- THE TASK -
Go through the data underneath and copy every line exactly.

- DATA SUPPLIED -
PR #4271, opened 2022-11-28
network: enable ALPN, remove lower case header

thc202:
Enable ALPN by default.
Remove lower case header workaround.


kingthorin (approved):

ricekot (approved):
Thanks!

PR #4273, opened 2022-11-30
Automation: Prevent exception if no display

psiinon:
https://groups.google.com/g/zaproxy-users/c/oDhzRHNkqiY/m/8ZttphV0CAAJ

### DIFF
--- a/addOns/automation/src/main/java/org/zaproxy/addon/automation/gui/AutomationPanel.java
+++ b/addOns/automation/src/main/java/org/zaproxy/addon/automation/gui/AutomationPanel.java
@@ -167,7 +167,10 @@ public class AutomationPanel extends AbstractPanel implements EventConsumer {
     public AutomationPanel(ExtensionAutomation ext) {
         this.ext = ext;
         this.setName(Constant.messages.getString("automation.panel.title"));
-        this.setIcon(ExtensionAutomation.ICON);
+        this.setIcon(
+                new ImageIcon(
+                        ExtensionAutomation.class.getResource(
+                                ExtensionAutomation.RESOURCES_DIR + "robot.png")));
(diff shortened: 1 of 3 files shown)


addOns/automation/src/main/java/org/zaproxy/addon/automation/gui/AutomationPanel.java
```diff
@@ -167,7 +167,7 @@ public class AutomationPanel extends AbstractPanel implements EventConsumer {
     public AutomationPanel(ExtensionAutomation ext) {
         this.ext = ext;
         this.setName(Constant.messages.getString("automation.panel.title"));
-        this.setIcon(ExtensionAutomation.ICON);
+        this.setIcon(ExtensionAutomation.getRobotIcon());
```
kingthorin, line 170: This doesn't cause a further exception when trying to set null?

psiinon: This piece of code will only get called if the desktop is being displayed, so it should be fine 😁

kingthorin (approved):

addOns/automation/src/main/java/org/zaproxy/addon/automation/gui/AutomationPanel.java
thc202: Since it's used only here, why not create it here instead?

psiinon: Too obvious 😛 
Updated..

kingthorin (approved):

thc202:
Thank you!

PR #4279, opened 2022-12-02
callhome: include container name in CFUs

thc202:
Correctly set the container name when creating the mandatory data, lost when addressing 2.12 deprecations.
Remove related variables/constants that are no longer in use.


kingthorin (approved):
Thanks

ricekot (approved):
Thanks!

psiinon (approved):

- EXPECTED ANSWER -
PR #4271, opened 2022-11-28
network: enable ALPN, remove lower case header

thc202:
Enable ALPN by default.
Remove lower case header workaround.


kingthorin (approved):

ricekot (approved):
Thanks!

PR #4273, opened 2022-11-30
Automation: Prevent exception if no display

psiinon:
https://groups.google.com/g/zaproxy-users/c/oDhzRHNkqiY/m/8ZttphV0CAAJ

### DIFF
--- a/addOns/automation/src/main/java/org/zaproxy/addon/automation/gui/AutomationPanel.java
+++ b/addOns/automation/src/main/java/org/zaproxy/addon/automation/gui/AutomationPanel.java
@@ -167,7 +167,10 @@ public class AutomationPanel extends AbstractPanel implements EventConsumer {
     public AutomationPanel(ExtensionAutomation ext) {
         this.ext = ext;
         this.setName(Constant.messages.getString("automation.panel.title"));
-        this.setIcon(ExtensionAutomation.ICON);
+        this.setIcon(
+                new ImageIcon(
+                        ExtensionAutomation.class.getResource(
+                                ExtensionAutomation.RESOURCES_DIR + "robot.png")));
(diff shortened: 1 of 3 files shown)


addOns/automation/src/main/java/org/zaproxy/addon/automation/gui/AutomationPanel.java
```diff
@@ -167,7 +167,7 @@ public class AutomationPanel extends AbstractPanel implements EventConsumer {
     public AutomationPanel(ExtensionAutomation ext) {
         this.ext = ext;
         this.setName(Constant.messages.getString("automation.panel.title"));
-        this.setIcon(ExtensionAutomation.ICON);
+        this.setIcon(ExtensionAutomation.getRobotIcon());
```
kingthorin, line 170: This doesn't cause a further exception when trying to set null?

psiinon: This piece of code will only get called if the desktop is being displayed, so it should be fine 😁

kingthorin (approved):

addOns/automation/src/main/java/org/zaproxy/addon/automation/gui/AutomationPanel.java
thc202: Since it's used only here, why not create it here instead?

psiinon: Too obvious 😛 
Updated..

kingthorin (approved):

thc202:
Thank you!

PR #4279, opened 2022-12-02
callhome: include container name in CFUs

thc202:
Correctly set the container name when creating the mandatory data, lost when addressing 2.12 deprecations.
Remove related variables/constants that are no longer in use.


kingthorin (approved):
Thanks

ricekot (approved):
Thanks!

psiinon (approved):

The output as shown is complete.